**What needs to be done:** Where does the string "paths" appear in the records? Copy each line that holds it.

Saved entries
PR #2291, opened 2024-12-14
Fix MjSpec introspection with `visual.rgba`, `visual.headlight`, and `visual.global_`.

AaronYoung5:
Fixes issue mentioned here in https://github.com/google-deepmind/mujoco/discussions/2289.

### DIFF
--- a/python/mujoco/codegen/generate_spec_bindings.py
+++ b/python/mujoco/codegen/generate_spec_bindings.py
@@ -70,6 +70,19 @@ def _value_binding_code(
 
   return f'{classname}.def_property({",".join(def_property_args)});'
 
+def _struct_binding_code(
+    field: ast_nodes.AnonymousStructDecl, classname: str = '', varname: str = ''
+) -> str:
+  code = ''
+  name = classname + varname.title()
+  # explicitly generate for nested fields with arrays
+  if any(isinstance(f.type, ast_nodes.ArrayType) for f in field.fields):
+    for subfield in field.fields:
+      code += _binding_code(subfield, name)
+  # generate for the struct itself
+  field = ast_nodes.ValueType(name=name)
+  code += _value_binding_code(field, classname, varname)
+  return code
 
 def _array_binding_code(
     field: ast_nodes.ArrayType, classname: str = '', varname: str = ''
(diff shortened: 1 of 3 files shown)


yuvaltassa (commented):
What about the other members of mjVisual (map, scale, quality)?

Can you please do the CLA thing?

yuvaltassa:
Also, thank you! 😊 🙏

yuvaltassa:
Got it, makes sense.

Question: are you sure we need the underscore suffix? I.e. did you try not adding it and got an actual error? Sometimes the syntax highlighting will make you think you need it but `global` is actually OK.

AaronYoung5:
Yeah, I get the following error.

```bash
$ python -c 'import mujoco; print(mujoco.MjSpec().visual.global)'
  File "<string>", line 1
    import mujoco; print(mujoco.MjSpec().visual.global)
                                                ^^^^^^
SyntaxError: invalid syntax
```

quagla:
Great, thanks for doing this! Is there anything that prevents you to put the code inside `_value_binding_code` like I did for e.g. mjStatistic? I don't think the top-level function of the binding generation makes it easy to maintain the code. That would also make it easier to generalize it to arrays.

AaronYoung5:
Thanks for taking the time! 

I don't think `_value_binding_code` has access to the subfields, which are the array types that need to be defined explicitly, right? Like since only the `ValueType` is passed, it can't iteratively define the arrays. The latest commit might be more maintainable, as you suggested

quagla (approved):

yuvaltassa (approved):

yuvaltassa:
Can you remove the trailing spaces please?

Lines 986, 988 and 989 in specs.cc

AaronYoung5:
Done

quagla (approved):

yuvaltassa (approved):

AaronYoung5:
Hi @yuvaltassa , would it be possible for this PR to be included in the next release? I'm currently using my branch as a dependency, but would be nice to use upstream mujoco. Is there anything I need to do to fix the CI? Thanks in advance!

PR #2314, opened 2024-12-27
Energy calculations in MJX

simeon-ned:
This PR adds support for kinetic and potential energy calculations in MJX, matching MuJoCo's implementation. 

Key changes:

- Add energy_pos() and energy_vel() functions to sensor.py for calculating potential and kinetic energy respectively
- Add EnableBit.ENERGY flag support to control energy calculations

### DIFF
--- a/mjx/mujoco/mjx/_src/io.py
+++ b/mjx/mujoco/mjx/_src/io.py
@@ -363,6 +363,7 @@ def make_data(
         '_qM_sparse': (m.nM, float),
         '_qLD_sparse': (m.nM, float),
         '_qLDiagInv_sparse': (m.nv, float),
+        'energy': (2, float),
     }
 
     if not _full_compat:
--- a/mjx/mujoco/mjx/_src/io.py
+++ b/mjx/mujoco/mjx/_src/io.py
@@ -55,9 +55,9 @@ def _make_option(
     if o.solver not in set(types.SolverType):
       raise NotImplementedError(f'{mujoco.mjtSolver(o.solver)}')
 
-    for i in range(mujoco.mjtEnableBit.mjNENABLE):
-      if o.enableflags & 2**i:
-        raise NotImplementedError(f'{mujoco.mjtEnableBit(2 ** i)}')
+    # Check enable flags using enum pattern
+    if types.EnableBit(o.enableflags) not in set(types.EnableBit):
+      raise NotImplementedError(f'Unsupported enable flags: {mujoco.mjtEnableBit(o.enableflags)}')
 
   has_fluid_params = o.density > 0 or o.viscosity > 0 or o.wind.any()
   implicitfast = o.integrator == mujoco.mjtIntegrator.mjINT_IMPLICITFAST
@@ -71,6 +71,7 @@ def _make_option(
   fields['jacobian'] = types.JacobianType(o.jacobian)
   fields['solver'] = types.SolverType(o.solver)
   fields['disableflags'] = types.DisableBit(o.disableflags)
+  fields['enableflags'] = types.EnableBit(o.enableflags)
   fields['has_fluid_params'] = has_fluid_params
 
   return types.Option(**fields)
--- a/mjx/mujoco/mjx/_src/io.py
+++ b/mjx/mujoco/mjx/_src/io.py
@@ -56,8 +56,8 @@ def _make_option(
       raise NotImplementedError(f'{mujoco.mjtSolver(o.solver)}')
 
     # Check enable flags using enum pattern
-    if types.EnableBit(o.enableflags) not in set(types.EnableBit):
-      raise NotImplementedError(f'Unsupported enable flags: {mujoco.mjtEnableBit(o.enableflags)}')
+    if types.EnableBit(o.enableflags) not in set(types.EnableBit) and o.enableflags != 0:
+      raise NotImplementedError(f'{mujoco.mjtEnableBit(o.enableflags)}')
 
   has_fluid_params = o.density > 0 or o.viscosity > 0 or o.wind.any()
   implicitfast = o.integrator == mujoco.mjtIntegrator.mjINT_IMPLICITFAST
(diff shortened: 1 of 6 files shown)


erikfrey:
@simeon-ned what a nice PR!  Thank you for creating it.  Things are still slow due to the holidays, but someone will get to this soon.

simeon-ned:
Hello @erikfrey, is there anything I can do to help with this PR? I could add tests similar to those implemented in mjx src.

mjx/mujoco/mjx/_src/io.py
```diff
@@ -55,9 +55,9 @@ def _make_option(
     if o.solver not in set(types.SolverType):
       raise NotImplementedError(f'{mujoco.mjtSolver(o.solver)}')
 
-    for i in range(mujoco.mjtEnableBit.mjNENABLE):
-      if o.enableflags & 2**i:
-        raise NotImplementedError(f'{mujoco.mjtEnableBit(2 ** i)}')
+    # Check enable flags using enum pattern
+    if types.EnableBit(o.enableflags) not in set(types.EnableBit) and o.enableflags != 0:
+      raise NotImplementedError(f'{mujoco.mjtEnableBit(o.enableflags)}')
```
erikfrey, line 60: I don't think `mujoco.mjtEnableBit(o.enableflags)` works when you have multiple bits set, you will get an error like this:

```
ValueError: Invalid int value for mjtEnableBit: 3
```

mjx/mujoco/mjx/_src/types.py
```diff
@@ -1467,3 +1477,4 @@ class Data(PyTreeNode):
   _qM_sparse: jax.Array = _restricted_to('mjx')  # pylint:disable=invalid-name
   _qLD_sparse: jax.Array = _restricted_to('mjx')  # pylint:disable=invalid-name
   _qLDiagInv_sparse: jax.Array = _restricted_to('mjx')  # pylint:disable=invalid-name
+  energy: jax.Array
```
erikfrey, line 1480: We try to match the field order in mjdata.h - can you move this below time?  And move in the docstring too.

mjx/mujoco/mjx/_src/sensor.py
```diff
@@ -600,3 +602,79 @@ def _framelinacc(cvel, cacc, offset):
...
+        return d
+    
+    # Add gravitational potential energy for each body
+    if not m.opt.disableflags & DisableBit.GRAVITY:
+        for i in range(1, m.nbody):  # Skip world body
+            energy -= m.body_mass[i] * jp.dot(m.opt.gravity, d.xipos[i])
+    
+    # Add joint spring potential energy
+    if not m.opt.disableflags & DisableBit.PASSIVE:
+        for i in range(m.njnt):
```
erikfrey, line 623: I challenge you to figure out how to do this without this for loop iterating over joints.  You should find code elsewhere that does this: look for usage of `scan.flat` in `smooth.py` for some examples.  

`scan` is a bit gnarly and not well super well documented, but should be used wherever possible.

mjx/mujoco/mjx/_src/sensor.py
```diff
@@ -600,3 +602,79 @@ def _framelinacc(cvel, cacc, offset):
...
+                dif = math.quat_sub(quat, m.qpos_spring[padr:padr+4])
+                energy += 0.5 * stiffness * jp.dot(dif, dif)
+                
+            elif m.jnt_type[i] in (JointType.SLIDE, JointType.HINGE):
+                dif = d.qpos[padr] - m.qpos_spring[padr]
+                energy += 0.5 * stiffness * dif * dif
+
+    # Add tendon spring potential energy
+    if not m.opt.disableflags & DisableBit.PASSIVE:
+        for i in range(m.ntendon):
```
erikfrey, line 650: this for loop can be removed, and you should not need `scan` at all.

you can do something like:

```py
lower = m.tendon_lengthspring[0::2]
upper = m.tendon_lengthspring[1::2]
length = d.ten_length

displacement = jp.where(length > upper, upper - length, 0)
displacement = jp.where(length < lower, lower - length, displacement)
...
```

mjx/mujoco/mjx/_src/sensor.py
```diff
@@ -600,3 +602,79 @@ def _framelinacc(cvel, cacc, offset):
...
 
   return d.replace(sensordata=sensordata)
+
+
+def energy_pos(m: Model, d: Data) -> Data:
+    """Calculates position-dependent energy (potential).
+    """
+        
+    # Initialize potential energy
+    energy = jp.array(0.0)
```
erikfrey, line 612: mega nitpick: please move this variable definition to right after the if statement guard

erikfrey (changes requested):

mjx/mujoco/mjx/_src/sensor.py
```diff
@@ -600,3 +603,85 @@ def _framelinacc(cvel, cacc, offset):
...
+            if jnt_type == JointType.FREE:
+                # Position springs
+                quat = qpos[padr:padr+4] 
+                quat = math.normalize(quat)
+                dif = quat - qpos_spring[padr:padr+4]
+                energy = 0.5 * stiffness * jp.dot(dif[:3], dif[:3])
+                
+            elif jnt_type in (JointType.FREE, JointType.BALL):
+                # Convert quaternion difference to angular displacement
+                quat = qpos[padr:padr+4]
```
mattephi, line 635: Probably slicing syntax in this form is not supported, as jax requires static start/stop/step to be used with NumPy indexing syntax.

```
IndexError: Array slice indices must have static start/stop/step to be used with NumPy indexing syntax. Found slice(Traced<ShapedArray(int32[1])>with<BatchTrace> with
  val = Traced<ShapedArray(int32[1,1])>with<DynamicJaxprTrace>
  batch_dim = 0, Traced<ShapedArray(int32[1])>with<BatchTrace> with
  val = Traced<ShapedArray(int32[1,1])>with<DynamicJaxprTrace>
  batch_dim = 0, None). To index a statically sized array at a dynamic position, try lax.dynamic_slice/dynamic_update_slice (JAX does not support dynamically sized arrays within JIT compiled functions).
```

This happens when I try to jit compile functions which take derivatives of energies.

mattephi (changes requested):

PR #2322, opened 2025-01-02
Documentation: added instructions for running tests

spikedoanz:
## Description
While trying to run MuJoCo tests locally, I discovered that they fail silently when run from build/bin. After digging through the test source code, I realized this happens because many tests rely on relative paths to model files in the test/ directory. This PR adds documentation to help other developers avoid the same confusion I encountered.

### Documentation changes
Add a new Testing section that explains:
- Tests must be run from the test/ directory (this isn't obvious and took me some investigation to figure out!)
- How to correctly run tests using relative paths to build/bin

**Response box:**
While trying to run MuJoCo tests locally, I discovered that they fail silently when run from build/bin. After digging through the test source code, I realized this happens because many tests rely on relative paths to model files in the test/ directory. This PR adds documentation to help other developers avoid the same confusion I encountered.
- How to correctly run tests using relative paths to build/bin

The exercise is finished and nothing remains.